• _Extracted entries_:
Issue #443, opened 2023-10-27
BUG: Function not working properly if interpolation method is set for n-d arrays


brunosorban:
**Describe the bug**
If a `Function` object is created using, for example, a 3D array and the user sets the interpolation method different from `shepard`, it is accepting only 1 input when it should accept 2. There should be a protection so the user cannot define the interpolation method if a n-d array is given as input.

**To Reproduce**

![image](https://github.com/RocketPy-Team/RocketPy/assets/68908065/e63e10f0-6b8a-4b8f-8b72-44a3321db2e9)

**Expected behavior**

![image](https://github.com/RocketPy-Team/RocketPy/assets/68908065/50795c0d-5017-4837-aaa8-fab257112c2f)

Also, the extrapolation method must be manually set for n-D arrays, meaning it is not optional.

![image](https://github.com/RocketPy-Team/RocketPy/assets/68908065/663f0f8b-7369-4254-84d4-6b8afa7743ac)

Gui-FernandesBR:
@brunosorban did you consider this commentary?

https://github.com/RocketPy-Team/RocketPy/blob/0d0079718753fe7b3f9262b63271ddef4ac50e7e/rocketpy/mathutils/function.py#L54

Gui-FernandesBR:
Just for reference:

```python
>>> from rocketpy import function
>>> a = [(0,0,1), (1,1,2)]
>>> f = Function(a, ['x', 'y'], ['z'])
Traceback (most recent call last):
  File "<stdin>", line 1, in <module>
  File "RocketPy\rocketpy\mathutils\function.py", line 82, in __init__
    self.set_source(source)
  File "RocketPy\rocketpy\mathutils\function.py", line 237, in set_source
    self.set_interpolation("shepard")
  File "RocketPy\rocketpy\mathutils\function.py", line 290, in set_interpolation
    self.set_get_value_opt()
  File "RocketPy\rocketpy\mathutils\function.py", line 331, in set_get_value_opt
    raise ValueError(f"Invalid extrapolation type {self.__extrapolation__}")
ValueError: Invalid extrapolation type None
>>>
>>> f = Function(a, ['x', 'y'], ['z'], extrapolation="natural") 
>>> f(0,1)
1.5
```

- Ok, it's true that it throwing an error when you do not set the extrapolation type, this should be documented or fixed somehow.
[...]

Issue #444, opened 2023-10-28
ENH: Support for type hints


Gui-FernandesBR:
**Is your feature request related to a problem? Please describe.**

Type hints were a great addition of Python 3.5 (https://docs.python.org/3/library/typing.html), and it has been improved in the latest python 3.12 version (https://docs.python.org/3/whatsnew/3.12.html). Here are some points to consider:

* Type hints improve code readability as it makes clear what are the expected values. 
* Enhances static type checking (mypy) to prevent potential errors before execution.
* IDEs can use these type hints and this can extremely help you when coding.
* It's easier to review a code when you know exactly the expected types of each argument (we add docstrings for this same reason).
* All of these provide a better development experience

**Describe the solution you'd like**

* There are some solutions on the market that would allow us to automatically generate the type annotations for all the functions, for example, https://github.com/Instagram/MonkeyType 
* Also, [mypy](https://mypy.readthedocs.io/en/stable/#) could be used to check the annotations as a linter.
* We should implement type hints in every single function or method. This would be a long process, so I'd say we should introduce this gradually, maybe opening PRs class by class to allow better .
* Ideally, every new function added to the code should have type hints, ensuring we achieve a good support for type hints.

**Additional context**

- Discussion needed here.
- Type hints do not ensure you're code is free of errors, so it is not a "pill of safety" for users. That's why I think this could benefit devs more than users.
- For a simplified introduction to type hints, see [PEP 483](https://peps.python.org/pep-0483/)

Gui-FernandesBR:
We decided to **not** adopt type hints and annotations in this repository as they would create a need for maintenance that is higher than the benefit.

We prefer to exhaustively document our code with doc string, which allows for a good documentation page as well.

Can be re-discussed in the future.

PR #451, opened 2023-11-01
BUG: User input checks added for Function class

brunosorban:
Enhanced Validation and Default Settings via `_check_user_input` Method for the `Function` class. The features added comprise:

## Pull request type

## Checklist

## Current behavior

See issue https://github.com/RocketPy-Team/RocketPy/issues/443.

## New behavior
**Type Checking and Conversion for Source Data:**
The method now checks for list and np.ndarray the the data is consistent. It uses NumPy conversion to an array of type np.float64 for input validation. This ensures consistent data type handling and error triggering for non-homogeneous or non-numeric arrays.

**Output Parameter Validation:**
Enhanced checks for the `outputs` parameter have been added. If `outputs` is a string, it's converted into a list. Additionally, the method now raises a `ValueError` if outputs has a dimension greater than 1, enforcing strict dimensionality constraints.

**Input, Interpolation, and Extrapolation Handling for Multidimensional Functions:**
For `sources` with dimensions greater than 2:
The inputs are automatically set to ["Input 1", "Input 2", ...] if they were initially ["Scalar"], and a warning is issued to inform the user of this default setting.
The interpolation method defaults to `"shepard"` for multidimensional `Functions`, with a warning if any other method is specified, indicating limited support for interpolation methods.
The `extrapolation` is set to "natural" if not specified, with a corresponding warning for clarity and default behavior.

**Source Dimensionality Consistency Check:**
The method now verifies the consistency between the dimensions of `source` and the combined length of `inputs` and `outputs`. It raises a `ValueError` if there's a mismatch, ensuring congruence between source data and expected `input`/`output` dimensions.

**Function Source Handling:**
When the source is a function, the method checks and updates the `inputs` and `outputs` to match those of the source function, issuing warnings if there are discrepancies.

These updates aim to make the method more intuitive, user-friendly, and error-resistant, providing more precise feedback and automatic user adjustments. The added validations and default settings should minimize common configuration errors and guide users toward correct usage patterns, particularly in handling multidimensional data and function sources.

**Added Argument Count Check:**
The code now includes a conditional check to compare the length of args (arguments passed to the function) against the expected domain dimensionality (self.__dom_dim__).
If the number of arguments (len(args)) does not match the expected domain dimension (self.__dom_dim__), the function raises a ValueError.
The error message clearly states the discrepancy, indicating both the expected number of arguments and the number provided. For example: "This Function takes 3 arguments, 2 given."

## Breaking change

- [ ] Yes
- [x] No

## Additional information

These checks should avoid common user errors, but more can always be added. Please feel free to give feedback so we can improve it even more.


rocketpy/mathutils/function.py
```diff
@@ -1,9 +1,11 @@
 from inspect import signature
```
Gui-FernandesBR, line 1: Please use [isort](https://pycqa.github.io/isort/) to sort the imports in a .py file.

rocketpy/mathutils/function.py
```diff
@@ -19,12 +21,12 @@ class Function:
 
     def __init__(
         self,
-        source,
```
Gui-FernandesBR, line 22: Type hints are not supported yet (although I like your approach), so I'm afraid we need to remove the hints before merging.

rocketpy/mathutils/function.py
```diff
@@ -2612,6 +2622,77 @@ def compose(self, func, extrapolate=False):
                 extrapolation=self.__extrapolation__,
             )
 
+    def _check_user_input(
```
Gui-FernandesBR, line 2625: The function doesn't access or set any attribute of the class. So I think we should convert it to a [staticmethod](https://www.geeksforgeeks.org/class-method-vs-static-method-python/). By doing this, we would allow for using the method without initializing the Function class, which may be useful if someone wants to validate the arguments

rocketpy/mathutils/function.py
```diff
@@ -2612,6 +2622,77 @@ def compose(self, func, extrapolate=False):
...
+            in_out_dim = len(inputs) + len(outputs)
+            if source_dim != in_out_dim:
+                raise ValueError(
+                    f"Source dimension ({source_dim}) does not match input and output dimension ({in_out_dim})."
+                )
+
+        # if function, check for inputs and outputs
+        if isinstance(source, Function):
+            # check inputs
+            if inputs != None and inputs != source.get_inputs():
```
Gui-FernandesBR, line 2683: Try to use "is not None" instead of "!= None", this improves readability in Python.

rocketpy/mathutils/function.py
```diff
@@ -2612,6 +2622,77 @@ def compose(self, func, extrapolate=False):
...
+        # if list or ndarray, check for dimensions, interpolation and extrapolation
+        if isinstance(source, (list, np.ndarray)):
+            # this will also trigger an error if the source is not a list of numbers or if the array is not homogeneous
+            source = np.array(source, dtype=np.float64)
+
+            # check dimensions
+            source_dim = source.shape[1]
+
+            # check output type and dimensions
+            if isinstance(outputs, str):
```
Gui-FernandesBR, line 2644: I think these two lines should be at a higher level of this method. I suggest moving this to line 2634.

Also, you can do the same thing for the inputs. You're gonna see that this will fix some tests ;)

rocketpy/mathutils/function.py
```diff
@@ -2612,6 +2622,77 @@ def compose(self, func, extrapolate=False):
...
+                if inputs == ["Scalar"]:
+                    inputs = [f"Input {i+1}" for i in range(source_dim - 1)]
+                    warnings.warn(
+                        f"Inputs not set, defaulting to {inputs} for multidimensional functions.",
+                    )
+
+                if interpolation != None and interpolation != "shepard":
+                    interpolation = "shepard"
+                    warnings.warn(
+                        "Interpolation method for multidimensional functions is set to 'shepard', currently other methods are not supported.",
```
Gui-FernandesBR, line 2664: Small comment but still valuable...
Some comment and warning message lines are larger than 88 characters. We'd appreciate if you break it into more lines please.

rocketpy/mathutils/function.py
```diff
@@ -2612,6 +2622,77 @@ def compose(self, func, extrapolate=False):
...
+                    )
+
+                if extrapolation == None:
```
Gui-FernandesBR, line 2667:
```suggestion
                if extrapolation is None:
```

rocketpy/mathutils/function.py
```diff
@@ -2612,6 +2622,77 @@ def compose(self, func, extrapolate=False):
...
+            # check interpolation and extrapolation
+            if source_dim > 2:
+                # check for inputs and outputs
+                if inputs == ["Scalar"]:
+                    inputs = [f"Input {i+1}" for i in range(source_dim - 1)]
+                    warnings.warn(
+                        f"Inputs not set, defaulting to {inputs} for multidimensional functions.",
+                    )
+
+                if interpolation != None and interpolation != "shepard":
```
Gui-FernandesBR, line 2661:
```suggestion
                if interpolation not in [None , "shepard"]:
```

This is more direct and readable

Gui-FernandesBR (changes requested):
Hey @brunosorban very nice job starting this one. I think we are going to the correct target.
I have some comments on your additions, please feel free to ask for further details if needed.

a task list before merging:

- [ ] Different tests are not passing. Maybe you were under the false impression since only the black linter. We need to fix that before proceeding (54 failed, 777 passed, 22 skipped, 35 warnings, 69 errors in 49.32s)
- [ ] Add unit tests to cover the new `_check_user_input` method
- [ ] Document the `_check_user_input` (docstrings)
- [ ] Ensure that all input validations are being done inside the new method and there's no redundant comparisons in the rest of the class.

rocketpy/mathutils/function.py
brunosorban: Done

rocketpy/mathutils/function.py
brunosorban: Updated

rocketpy/mathutils/function.py
brunosorban: Done

rocketpy/mathutils/function.py
brunosorban: You cannot make `source_dim = source.shape[1]` if the input is a scalar, which currently is a supported inputs from function class

rocketpy/mathutils/function.py
brunosorban: Updated

rocketpy/mathutils/function.py
brunosorban: Updatex

rocketpy/mathutils/function.py
brunosorban: Updated

brunosorban: I applied the requested changes but I don't have the information about the testes you said it didn't pass and the unit tests

rocketpy/mathutils/function.py
brunosorban: I didn't understand which errors you want to change, but feel free remove the ones that are not supported

Gui-FernandesBR: Type hinting (https://realpython.com/lessons/type-hinting/) is a Python feature that we didn't adopt in RocketPy yet. We had some discussions on top of #444 recently.

Example:
image

I'm removing the hints and annotations from this PR.  Again, I appreciate the intention, but we decided for not accepting hinting in this library yet, this will make maintainers life easier.

rocketpy/mathutils/function.py
Gui-FernandesBR: RocketPy adopts pytest suit for maintaining unit tests that cover small parts of the code. The GitHub actions are used to run the pytest module on every Pull Request. It's possible to check that the tests didn't pass: 

https://github.com/RocketPy-Team/RocketPy/pull/451/checks
image

I'm going to fix it as soon as I understand where the bug is.

Gui-FernandesBR (approved):
Approved by now. More unit tests could be added to improve the code, but I manages to cover at least the very basic functionality of the new function.

There was another problem in the plot2D function, already solved in my last commit.

To be used in the future:
https://pytest-with-eric.com/introduction/pytest-assert-exception/#:~:text=Exceptions%20can%20be%20tested%20in,doesn%27t%20raise%20an%20exception.

Gui-FernandesBR:
As I was the last person to edit the PR and my changes were kinda delicate, I'd like to wait for another review here before merging it into the master branch.

@MateusStano @phmbressan , could one of you review this one? Please don't get biased by my approved review, this one is important for the future releases...

rocketpy/mathutils/function.py
```diff
@@ -2646,6 +2719,152 @@ def compose(self, func, extrapolate=False):
...
+        if isinstance(outputs, str):
+            outputs = [outputs]
+        if isinstance(inputs, str):
+            inputs = [inputs]
+
+        elif len(outputs) > 1:
+            raise ValueError(
+                "Output must either be a string or have dimension 1, "
+                + f"it currently has dimension ({len(outputs)})."
+            )
```
phmbressan, line 2806: I don't know if this is considered a higher dimensional output, but this code runs fine:

```py
import numpy as np
from rocketpy import Function

def source(x):
    return np.array([x, x+1, x+2])

f = Function(source)

f.plot()
```

image

I can even differentiate it:

```bash
>>> print(f.differentiate(5))
array([1., 1., 1.])
```

rocketpy/mathutils/function.py
```diff
@@ -1225,13 +1297,14 @@ def plot2D(
         x = np.linspace(lower[0], upper[0], samples[0])
         y = np.linspace(lower[1], upper[1], samples[1])
         mesh_x, mesh_y = np.meshgrid(x, y)
-        mesh_x_flat, mesh_y_flat = mesh_x.flatten(), mesh_y.flatten()
-        mesh = [[mesh_x_flat[i], mesh_y_flat[i]] for i in range(len(mesh_x_flat))]
+        mesh = np.column_stack((mesh_x.flatten(), mesh_y.flatten()))
+
         # Evaluate function at all mesh nodes and convert it to matrix
-        z = np.array(self.get_value(mesh)).reshape(mesh_x.shape)
+        z = np.array(self.get_value(mesh[:, 0], mesh[:, 1])).reshape(mesh_x.shape)
```
phmbressan, line 1303: This line is causing a mistake due the inner workings of shepard interpolation do not expect the data in this format. What I noticed:

1. Shepard iterator check needs to be updated to handle ndarrays. This is easy I may be done with `collections.abc.Iterable` or adding `np.ndarray` to the list of `isinstance`. However this alone does not fix the mistake.
2. The `x` data from shepard expects a stacked format instead of the first argument list. Still working on a solve.

Just so you can compare:

Before

image


After

image

phmbressan (changes requested):
Great checks for input consistency here, but I caught an error in plotting 2D functions due to shepard interpolation that must be fixed before merging.

Requesting changes for now so nobody merges, I will try to fix the Plot2D error meanwhile.

Gui-FernandesBR:
@phmbressan please improve tests so we prevent from getting the same error in the future.

phmbressan:
I have fixed the plotting error that I mentioned on my earlier review and implemented some tests for the values of `shepard` interpolation to prevent this from happening again.

I would rather if someone double checked the changes before merging. Could you review these @Gui-FernandesBR ?

rocketpy/mathutils/function.py
phmbressan: Solved by [0f76b3e](https://github.com/RocketPy-Team/RocketPy/pull/451/commits/0f76b3e4c4a9c35155a6543e6d59afae6e7ce7b3).

rocketpy/mathutils/function.py
```diff
@@ -749,18 +756,83 @@ def get_value(self, *args):
...
-                    return [self.source(arg) for arg in args[0]]
-            elif len(args) == 1 and isinstance(args[0], np.ndarray):
-                return self.source(args[0])
+            # if the function is 1-D:
+            if self.__dom_dim__ == 1:
+                # if the args is a simple number (int or float)
+                if isinstance(args[0], (int, float)):
+                    return self.source(args[0])
+                # if the arguments are iterable, we map and return a list
+                if isinstance(args[0], (list, tuple, np.ndarray)):
```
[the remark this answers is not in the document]
phmbressan: Applied in [322e332](https://github.com/RocketPy-Team/RocketPy/pull/451/commits/322e33268c8784183c11f66bcf1f35734c10eadb).

rocketpy/mathutils/function.py
Gui-FernandesBR: image

phmbressan: Indeed it seems to be a half supported feature, since it cannot be made with array based Functions and there is this odd R1->R1.

The plots work since `matplotlib` supports multiple values on the "y".

I agree moving this PR foward since implementing fully this feature would be out of scope of this PR.

Gui-FernandesBR: Yes, agreed.

Just realized something here... So the "outputs" argument should always be a list of one single string. Right?

And should we flag a TODO do understand (and maybe remove) this ValueError raise in this part of the code?

Gui-FernandesBR (approved):
Great job. Overall a good correction

Gui-FernandesBR:
@phmbressan please solve your request changes and merge it into develop. We have other branches coming up tomorrow,

rocketpy/mathutils/function.py
phmbressan: Indeed, if the Function only supported output dimension is one, then the `outputs` argument should only be a list of a single string.

I do think that we can support multidimensional outputs due the fact `numpy.ndarray` bahaves quite well in this cases, with a behavior basically undistinguished from a number (e.g. `array([1,1]) + array([1,1]) => array([2,2])`).

phmbressan (approved):

rocketpy/mathutils/function.py
Gui-FernandesBR: Does that kind of Function make sense to you? A mathematical operator that takes 1 value in the domain and associate it to 3 different values (3 different images?).

phmbressan: I believe mathematically it is a well defined operation, but cannot see right now an application for it in the code.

• _Task item_: Say how many lines of the material contain the word "into", with no other text.

• _Result for this task_: 4